|
|
|
|
|
by bondarchuk
563 days ago
|
|
Maybe that would be a suitable working definition of general intelligence, and props to you for even giving a definition at all (in contrast to TFA). However your definition seems almost tailor-made to exclude present and near-future AI (and, I suspect, motivated thereby) . Current AI works by being trained on large amounts of existing data. If current AI would be real intelligence, we would be sad, therefore real intelligence is the opposite of intelligence trained on large amounts of data. Having said that, one can also make the case that LLMs start from a limited set of capabilities and, via exploration, acquire a rich competence. Only these are linguistic abilities and the exploration is exploration of a linguistic environment. Maybe the real intelligence is the friends we made along the way i.e. the general class of algorithms roughly called "backpropagation and gradient descent on a very high-dimensional neural network". |
|
I think you can get to the core of it by considering the evolutionary benefit of intelligence - what beneficial behavioral capability has been optimized - which comes down to being able to utilize past experience to predict/plan future outcomes, rather than being locked into reactive behavior patterns like simpler animals.

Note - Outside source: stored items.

PR #4059, opened 2019-09-09
build(webpack): enable tree shaking, code splitting for webpack bundle

kwonoj:

This PR applies optimization to webpack configuration enable tree shaking & code splitting. When transpile target is set to cjs, webpack can't analyze import tree correctly for tree shaking, ends up bundles all codes. This PR applies webpac-specific ts transpilation config to emit esm import syntax instead, so webpack can tree shake dead codes in bundle. This change ends up shrinking down bundle size as below, about ~50kb of size gain for free.

- before
image

- after
image

Further there might be some other optimizations can be considered like targeting higher ecma (current vscode accepts es2017, in further es2018 can be used) / optimize some of bundle (`winston` is heavyweight) / `await import` for code splitting, but that's not a scope of this PR aims for now.


src/cmd_line/commands/file.ts
```diff
@@ -3,7 +3,7 @@ import * as node from '../node';
 import * as path from 'path';
 import * as util from 'util';
 import * as vscode from 'vscode';
-import untildify = require('untildify');
+import * as untildify from 'untildify';
```
kwonoj: in esm output `import = require` is being treated as non valid (only allowed to import types) and stripped out.

image

src/history/historyTracker.ts
```diff
@@ -9,7 +9,7 @@
  *
  * Undo/Redo will advance forward or backwards through Steps.
  */
-import DiffMatchPatch = require('diff-match-patch');
+import * as DiffMatchPatch from 'diff-match-patch';
```
kwonoj: in esm output import = require is being treated as non valid (only allowed to import types) and stripped out.

image

src/cmd_line/commands/file.ts
```diff
@@ -3,9 +3,10 @@ import * as node from '../node';
 import * as path from 'path';
 import * as util from 'util';
 import * as vscode from 'vscode';
-import untildify = require('untildify');
 import { Logger } from '../../util/logger';
 
+const untildify: typeof import('untildify') = require('untildify');
```
kwonoj: unlike esm import https://github.com/VSCodeVim/Vim/pull/4059/files#r322551630 , this still uses cjs require as replacement of `import = require` syntax: this 3rd party dep uses export default, either requires enable tsconfig `esmoduleInterop` or use cjs. instead of changing global config, import specific modules only via cjs.

xconverge:
Heres context for anyone interested:

https://webpack.js.org/guides/tree-shaking/

src/cmd_line/commands/file.ts
J-Fields: I'm not super well-versed in this stuff. My understanding is that `import` is needed rather than `require` because `import` can't be done dynamically anywhere, so static analysis like tree shaking is more possible? If that's the case, do we get the benefit of tree shaking, etc. for modules imported like this?

kwonoj: This `import` syntax is typescript specific: assign `typeof` imported module to assigned var (`const untildify`) from cjs `require`. Ts doesn't import types from cjs require, but allow import types via this syntax as needed - and runtime code will not contain this as same as other type information does.

kwonoj: This not cause of tree shaking: as described in comment, it's way to import `default` export modules without enabling tsconfig's esmoduleinterop.

kwonoj: For these modules I didn't try hard to enable esm import: it's being used lot / small and no huge gain via tree shaking as far as I can tell.

jpoon:
I am not familiar at all with webpack so I'll defer to the other contributors :)

kwonoj:
fyi my extension (https://github.com/kwonoj/vscode-activedocumentindicator) applied same practices for webpack config already.

webpack.config.js
```diff
@@ -31,7 +34,17 @@ const config = {
       {
         test: /\.ts$/,
         exclude: /node_modules/,
-        use: ['ts-loader'],
+        use: [
+          {
+            loader: 'ts-loader',
+            options: {
+              transpileOnly: true,
```
J-Fields: It says [here](https://github.com/TypeStrong/ts-loader#faster-builds) that `transpileOnly` will disable type checking... is this true?

Maybe we should make use of https://github.com/TypeStrong/fork-ts-checker-webpack-plugin

webpack.config.js
```diff
@@ -18,6 +18,9 @@ const config = {
     libraryTarget: 'commonjs2',
     devtoolModuleFilenameTemplate: '../[resource-path]',
   },
+
+  node: false, // prevent to include webpack's node polyfill, 📖 -> https://webpack.js.org/configuration/node/
```
J-Fields: This is saying we don't need node polyfills because we're running in node?

kwonoj: Yes.

webpack.config.js
kwonoj: Yes, and current gulp setup already have separate tsc runner I don't think webpack need duplicated type checking.

J-Fields: Yeah, but it doesn't seem like any type checking happens on, say, `vsce package`. I'm a bit skeptical about that, even though it would fail the tests, etc. @jpoon any thoughts?

kwonoj: There are lot of debates of webpack need to take care of type checking, in my opinion 1. Gulp build command already have seperate typecheck 2. And it should catch build failure instead of webpack 3. Webpack does typecheck only will increase build time by doing redundant type check.

jpoon: We definitely want type-checking. Right now we do it in parallel on build: 

```
gulp.task('build', gulp.series('prettier', gulp.parallel('webpack', 'tslint'), 'commit-hash'));
```

It's not clear to me if we have any value-add for moving to doing this with webpack.

J-Fields: Ah, you're right. If we're explicitly doing `tslint` alongside webpack, I think the proposed change makes sense.

jpoon:
If there's no other concerns, I'll merge this after build goes green.

J-Fields:
Actually @jpoon I tested this out the other day and `gulp build` doesn't catch type errors. Maybe the `tslint` that's run in parallel with webpack isn't working? I haven't looked closely into it.

jpoon:
We had to revert the original move to webpack as it was causing issues with neovim. As such, this PR is not in a merge-able state until that is resolved.

jpoon:
Due to the lack of activity, I'm closing this PR. Please re-open once the comments have been addressed.

Issue #4062, opened 2019-09-10
mapping control-something to escape in insert doesn't work


kyazdani42:
**Describe the bug**
Hi,
in insert mode, mapping C-something to Esc doesn't work properly.
when typing, you need to wait for 1/2 seconds before pressing the keys, else it produces an output like that:
```
Remapper: debug: trying to find matching remap. keys=a,<C-j>,<C-j>,<C-j>,<C-j>,<C-j>,<C-j>,<C-j>,<C-j>,<C-j>. mode=Insert. keybindings=insertModeKeyBindingsMap.
```
and cannot match the appropriate behavior. Tested with `<C-j>` and `<C-e>` \
`<C-c>` and `<C-[>` work fine though. It also works perfectly in visual mode

**To Reproduce**
in settings.json:
```
{
    "keyboard.dispatch": "keyCode",
    "vim.debug.loggingLevelForConsole": "debug",
    "vim.insertModeKeyBindings": [
        {
            "before": ["<c-j>"],
            "after": ["<Esc>"]
        }
    ],
    "vim.visualModeKeyBindings": [
        {
            "before": ["<c-j>"],
            "after": ["<Esc>"]
        }
    ]
}
```

**Expected behavior**
mapping c-something to escape in insert mode should properly be detected

**Environment (please complete the following information):**

- Extension (VsCodeVim) version: 1.10.2
- VSCode version: 1.38.0
- OS: Linux 5.2.11-1-MANJARO x86_64
- I also use Xmodmap to map caps lock to control but that shouldn't affect this as it worked fine with mapping caps lock to escape before

kyazdani42:
duplicate of #3530

Issue #3530, opened 2019-02-27
When entering visual mode, vim.visualModeKeyBindingsNonRecursive don't take effect for about a second


ohjames:
**Describe the bug**
Add to `vim.visualModeKeyBindingsNonRecursive`:

```
  { "before": ["n"], "after": ["j"] }
```

In an editor window, enter visual mode and quickly push `n` several times, the first few `n` key-presses will do a "search next" then the next few will be remapped as desired.

It takes about a second before the remaps take effect after entering visual mode.

- Extension (VsCodeVim) version: 1.1.0
- VSCode version: 1.31.1
- OS: archlinux

This is not an issue in vim or neovim.

sobjornstad:
I'm suspicious this may be related to #3221 (insert mode remapping doesn't work within a second of typing other characters in insert mode).

ohjames:
@sobjornstad I have that issue too. I'm having a lot of issues with remapping... VsCodeVim isn't very useable unless you are using the default mappings unfortunately and it's been that way for two years.

peitalin:
+1 same issue with the delay when switching to insert mode.

Issue #3221, opened 2018-11-26
Cannot remap <C-e> in insert mode


sobjornstad:
**Describe the bug**
The following setting has no effect:

    "vim.insertModeKeyBindingsNonRecursive": [
        {
            "before": ["<C-e>"],
            "after": ["<esc>"]
        }
    ],

(I don't actually want it to remap to just `<esc>`, but I'm starting simple.)

**To Reproduce**
Add the above text to `settings.json` and save. Enter insert mode and try pressing `C-e`. The character on the line below the current one is copied in -- rather than performing the mapped action of `<esc>`.

**Expected behavior**
VSCodeVim acts as if Escape was pressed.

**Environment (please complete the following information):**

- Extension (VsCodeVim) version: 0.16.12
- VSCode version: 1.29.1
- OS: Windows 10.0.15063

**Additional context**
This does not appear to be a duplicate of [Unable to remap `<C-s`> in insert mode](https://github.com/VSCodeVim/Vim/issues/2411). In that issue, the keys that people were trying to remap were not handled by VSCodeVim. In this case, `<C-e>` is [listed in packages.json](https://github.com/VSCodeVim/Vim/blob/1a5f358a1a57c62d5079093ad0dd12c2bf018bba/package.json#L164), and VSCodeVim is doing something with the key (copying the character below the cursor).

janhesters:
Same behavior. I tried to remap:

```json
"vim.insertModeKeyBindingsNonRecursive": [{ "before": ["<C-o>", "$"], "after": ["<C-e>"] }]
```

Apparently there is [trouble with remapping `ctrl` commands](https://stackoverflow.com/a/53897785/8331756) in general.

sobjornstad:
The workaround is good, but it doesn't help in my case, as I use Ctrl-E to scroll in normal mode without moving the cursor, and not having that is much more annoying than not being able to bind it in insert mode. The `keybindings.json` is not aware of VSCodeVim's modes, so I can't override only in insert mode.

I am not sure that the parent issue @janhesters listed applies to the behavior for `C-e` in particular.. Maybe I'm misunderstanding, but the `package.json` file appears to be binding to Ctrl-E, and VSCodeVim is able to do things specific to the extension when I press Ctrl-E, so this seems like it may be a different issue.

jpoon:
Dupe of https://github.com/VSCodeVim/Vim/issues/3221

sobjornstad:
[...]

PR #4063, opened 2019-09-10
fix insertion mappings

kyazdani42:
There is an issue in insert modes with key mappings not working properly. \
When typing, keymaps are just not recognized.
 \
This PR tries to fix this by resetting the keys buffer on insert mode if the mapping didn't seem to be a potential remap.

However, it seems there are new issues that i encountered. For instance, this mapping:
```
{
  before: ["<C-e>", "<C-e>"],
  after: ["<Esc>"]
}
```
works, but it erases the previous character from the screen, which is a strange behavior i must say.

#3221 #3530 #4062

first time working on an open source project


dimxdim:
Tried this fix with current vscode.
I confirm this fixes the issue of needing to wait for timeout to expire before <C-x> insert mode mapping would take place.
Minimal settings to reproduce:
```
{
    "vim.insertModeKeyBindingsNonRecursive": [
        {
            "before": [ "<c-x>" ],
            "after": [ "<ESC>"]
        }
    ],
    "vim.debug.loggingLevelForConsole": "debug"
}
```
Type quickly `a` `C-x`, we now exit insert mode correctly, as expected.

kyazdani42:
Hello,
thanks for your feedback.

Indeed, this fix is just enough for simple sequence mappings, this is why it says 'short' in the PR name. I needed more time to think about this before coming up with a proper solution.

And so i did, i might have found an other way that would fix all mapping issues in insert mode, but i'd have to dig in the code more deeply. I will start working on this again when i have some free time.

dimxdim:
Hi. I really look forward to your next patch. It's a pity there are still bugs in basic mappings, which make it harder to customize and prevent people from switching over from vim/nvim. I am too in-between those. I will be using your patch for the time being and report if there are any related issues. Thx again!

dimxdim:
Today I have tested your new fix. I confirm it works and there is no delay required to trigger either single or double <c-something>.

Regarding the issue you describe with `<c-e><c-e>`, I have come across it too when testing. It is not specific to <c-e> and it is not caused by your fix. It is reproducible with the latest vscodevim in the same manner, just by waiting 2 sec before pressing <c-e><c-e> (or another combination `<c-smth><c-smth>`).

Here is what I found. Using this settings.json file (to disable auto-update overwriting the extension, also using this as the to-be-edited file)"
```json
{
    "vim.insertModeKeyBindingsNonRecursive": [
        {
            "before": [ "<c-x>", "<c-x>" ],
            "after": [ "<esc>" ]
        }
    ],
    "vim.debug.loggingLevelForConsole": "debug",
    "update.mode": "manual",
    "update.enableWindowsBackgroundUpdates": false,
    "extensions.autoCheckUpdates": false,
    "extensions.autoUpdate": false
}
```
Go to line before last, move to the end of the line: `Gk$`.
Enter insert by changing inside the last word: `ciw`.
The word `false` has disappeared and we are in insert.
Then (after waiting 2 sec if using the latest non-patched vscodevim): `<c-x><c-x>`
The change will be undone! (bug)
The same behavior is observed if there was a change to the document before entering insert mode.
If the change was bigger, like appending `"test": "test"`, then multiple `I<c-x><c-x>` will result in multiple "undos", in a step-by-step manner, not like vim.

Try re-opening vscode and without modifying the document: `a<c-x><c-x>`. Will successfully exit insert mode without other modifications (probably because there is no history at this point?). But this time the debug logs: 
```[Extension Host] DocumentChange: warn: Something bad happened in removeChange```

Finally, there is another clue the above "successful" exiting is not the same as just `<esc>`: the cursor is moved 1 space to the left from the position is it supposed to be (like end of line).

It seems to me something is messing up current file's vim-specific history or the file's state.

kyazdani42:
thanks again for the feedback, i feel like this should be tested by more people, although mapping keys in insert mode is not that common.

This bug might need to be issued  properly, it's kind of outside the scope of this PR. It might be good to address this soon, and i might just make another PR if i can. 

in the meantime, i'll wait for the maintainers to take a look at this.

LLMs, trained to predict based on past "experience", might (perhaps charitably) be considered to exhibit some intelligence, but where they notably fail is in situations where better prediction (utilization of prior experience) requires a process more similar to search with backtracking than a linear application of rules derived from the training data - i.e. in the areas of reasoning and planning.
You can try to put lipstick on the pig by adding RL-based post-training or wrapping the LLM in an agentic loop, trying to extract more value out of the training data and gain some semblance of reasoning, but at the end of the day it's still a pig - at heart just an expert system not a cognitive architecture.
Another obvious limitation of LLMs is that they are just a repository of canned knowledge/rules, with no ability to learn from "runtime" experience, and therefore lacking the ability to learn to handle novel problems by experimentation and adaptation to failure.
The limited intelligence of LLMs is firmly baked into their architecture - the transformer, being just as pass-thru model, as well as the way they are trained by SGD rather than an algorithm capable of continuous incremental learning.